The token sale for Civil, the ConsenSys-backed company putting journalism on the blockchain, has brought in $1.34 million toward its $8 million minimum, according to a transparency report released today by the company.
The sale won't be finalized unless it reaches its "soft cap" of $8 million by October 15. The company has also designated a funding cap of $24 million.
In the report, Civil founder Matthew Iles said that the startup would push toward reaching the $8 million cap in spite of the progress thus far.
"The numbers will show clearly enough that we are not where we wanted to be at this point in the sale when we started out," he wrote. "But one thing we want to say at the top is that until the clock strikes midnight on Monday, we are still working nonstop on the goal of making our soft cap of $8 million."
He later wrote:
The company added that "The Civil Media Company did not and does not need the proceeds from this sale in order to continue operations."
What the data says
According to the report, 681 individuals from 61 countries had finished purchasing tokens during the sale, accounting for a total of $1,344,721.59 as of 9 a.m.
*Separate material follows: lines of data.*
PR #1191, opened 2023-06-06
Co2 source edit

veronikasamborska1994:


etl/steps/data/garden/oecd/2023-05-19/co2_air_transport.meta.yml
```diff
@@ -1,12 +1,15 @@
...
+  description: This database includes annual, quarterly, and monthly information on
+    CO2 emissions related to commercial passenger, freight, and general aviation flights,
+    on both a territory and a residence basis, for 186 countries. These CO2 emissions
+    are estimated by the OECD, based on a consistent methodology across countries.
   licenses:
   - name: Creative Commons BY 4.0
     url: https://www.oecd.org/termsandconditions/#:~:text=You%20must%20give%20appropriate%20credit,(accessed%20on%20(date)).
   sources:
-  - name: OECD (2023), Air Transport CO2 Emissions
+    name: Clarke et al. (2022)
```
spoonerf, line 11: I think you need the '-' back in here, I believe that's why the CI tests are failing atm

etl/steps/data/garden/oecd/2023-05-19/co2_air_transport.meta.yml
```diff
@@ -78,8 +85,15 @@ tables:
         short_unit: lb
```
spoonerf, line 85: I'm curious why we are using lb here - I would have thought kg would have been the more natural unit?

spoonerf (commented):
Looks good to me! I really like the monthly stacked bar chart. 

I think the missing '-' in the metadata should fix the buildkite issue and just had a query about why you used pounds as the unit, rather than kg?

PR #1193, opened 2023-06-07
Add data on food expenditure in the US

pabloarosado:
Add snapshots/meadow/garden/grapher steps on food expenditure in the US from the USDA ERS.

The resulting grapher dataset should replace [this one](https://owid.cloud/admin/datasets/2659).
I couldn't find data for "Restaurant prices relative to retail prices", which is used in [one chart](https://owid.cloud/admin/charts/2402/edit). However, this chart is [safe to be deleted](https://docs.google.com/spreadsheets/d/1RFKqagbs8eSdfUOAZTKSOXO7RdopOelxiGGkSA6KPLc/edit#gid=616176227), so we may not need that indicator anymore.


Marigold (approved):
Looks good, ran it with local grapher and checked some indicators.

ET Thursday.
The majority of those buyers – 487 contributors – purchased less than $100 in tokens, with 250 people falling in the $100-$500 range. Just one buyer completed a purchase in excess of $10,000.
"Another 1,671 individuals have committed another $798,503.71, but are either stuck somewhere in the process or simply haven't decided to fulfill their commitment yet," Civil added, noting that, all told, pledged contributions amounted to roughly $2.1 million.
ConsenSys "purchased $1.1 [million] in CVL tokens during two separate transactions in September – representing 82 [percent] of the completed purchase total," according to the report.
The slow fundraising progress is a far cry from 2017, when other publishing projects, such as Brave's basic attention token (BAT) raised $35 million in less than a minute.
"We actually believe in shipping product before asking customers to pay for something," Civil CEO Matthew Iles told CoinDesk in an interview in September. "Looking at what happened last summer, a lot of people asked us why we didn't get the cash while we can."